_WORK TASK_
Every line of the listing that contains the word "Throwable" is to be copied out.

──────────

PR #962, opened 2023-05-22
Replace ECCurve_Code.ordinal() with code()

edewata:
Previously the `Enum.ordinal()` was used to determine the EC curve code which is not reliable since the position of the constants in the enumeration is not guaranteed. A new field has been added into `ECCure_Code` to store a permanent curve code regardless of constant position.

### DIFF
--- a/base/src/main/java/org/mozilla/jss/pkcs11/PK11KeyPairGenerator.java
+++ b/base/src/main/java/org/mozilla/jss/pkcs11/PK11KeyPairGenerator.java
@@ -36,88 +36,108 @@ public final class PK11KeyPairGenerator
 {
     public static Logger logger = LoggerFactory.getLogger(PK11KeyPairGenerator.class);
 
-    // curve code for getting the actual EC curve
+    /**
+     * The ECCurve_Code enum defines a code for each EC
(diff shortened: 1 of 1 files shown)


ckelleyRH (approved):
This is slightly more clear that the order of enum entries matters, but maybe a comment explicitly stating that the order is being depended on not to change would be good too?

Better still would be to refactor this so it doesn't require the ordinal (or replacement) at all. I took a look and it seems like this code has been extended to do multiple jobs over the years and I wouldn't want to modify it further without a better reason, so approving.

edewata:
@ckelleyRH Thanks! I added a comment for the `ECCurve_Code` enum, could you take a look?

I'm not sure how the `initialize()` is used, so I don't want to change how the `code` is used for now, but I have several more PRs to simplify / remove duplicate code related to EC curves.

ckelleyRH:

──────────

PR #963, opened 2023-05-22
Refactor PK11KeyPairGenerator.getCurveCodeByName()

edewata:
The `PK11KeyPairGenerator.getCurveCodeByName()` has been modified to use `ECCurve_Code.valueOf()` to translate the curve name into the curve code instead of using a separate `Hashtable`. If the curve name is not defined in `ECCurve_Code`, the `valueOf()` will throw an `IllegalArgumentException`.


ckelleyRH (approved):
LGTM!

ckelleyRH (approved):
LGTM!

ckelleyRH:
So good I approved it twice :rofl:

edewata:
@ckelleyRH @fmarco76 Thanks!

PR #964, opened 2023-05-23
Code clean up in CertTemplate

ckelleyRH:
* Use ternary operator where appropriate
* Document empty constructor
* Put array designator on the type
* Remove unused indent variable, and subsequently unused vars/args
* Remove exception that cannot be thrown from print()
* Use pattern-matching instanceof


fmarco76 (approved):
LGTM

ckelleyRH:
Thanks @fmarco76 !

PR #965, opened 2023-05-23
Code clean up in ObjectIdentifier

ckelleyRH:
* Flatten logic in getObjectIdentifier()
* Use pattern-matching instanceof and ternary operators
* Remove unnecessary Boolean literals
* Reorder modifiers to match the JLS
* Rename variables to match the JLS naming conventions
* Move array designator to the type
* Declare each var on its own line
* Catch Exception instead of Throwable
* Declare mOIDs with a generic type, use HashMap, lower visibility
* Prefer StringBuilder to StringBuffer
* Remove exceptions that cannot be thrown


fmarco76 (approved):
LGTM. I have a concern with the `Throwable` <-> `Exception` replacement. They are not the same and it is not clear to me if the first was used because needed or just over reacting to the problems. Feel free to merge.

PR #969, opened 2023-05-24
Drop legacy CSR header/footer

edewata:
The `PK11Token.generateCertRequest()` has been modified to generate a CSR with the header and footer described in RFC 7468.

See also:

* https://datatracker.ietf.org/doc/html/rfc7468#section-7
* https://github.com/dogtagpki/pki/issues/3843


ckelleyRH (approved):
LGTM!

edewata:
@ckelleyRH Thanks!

──────────

_RESULT FOR THIS EXERCISE_
* Catch Exception instead of Throwable
LGTM. I have a concern with the `Throwable` <-> `Exception` replacement. They are not the same and it is not clear to me if the first was used because needed or just over reacting to the problems. Feel free to merge.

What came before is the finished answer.